§ **Exercise**
All lines of the following material must be written out exactly as they appear.

§ **Available records**
PR #2108, opened 2024-12-13
Regenerate for Kubernetes 1.32

brendandburns:
cc @mstruebing @cjihrig 

Ok, I spot checked a few of these and they have the `.js` extension, so I think that this is right. Please take a careful look since JS modules are not my forte.


cjihrig (approved):
I spot checked 30+ files and nothing jumps out as wrong. The CI seems happy now too. LGTM (and sorry for missing the GHA update before).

§ **Reply**
PR #2108, opened 2024-12-13
Regenerate for Kubernetes 1.32

brendandburns:
cc @mstruebing @cjihrig 

Ok, I spot checked a few of these and they have the `.js` extension, so I think that this is right. Please take a careful look since JS modules are not my forte.


cjihrig (approved):
I spot checked 30+ files and nothing jumps out as wrong. The CI seems happy now too. LGTM (and sorry for missing the GHA update before).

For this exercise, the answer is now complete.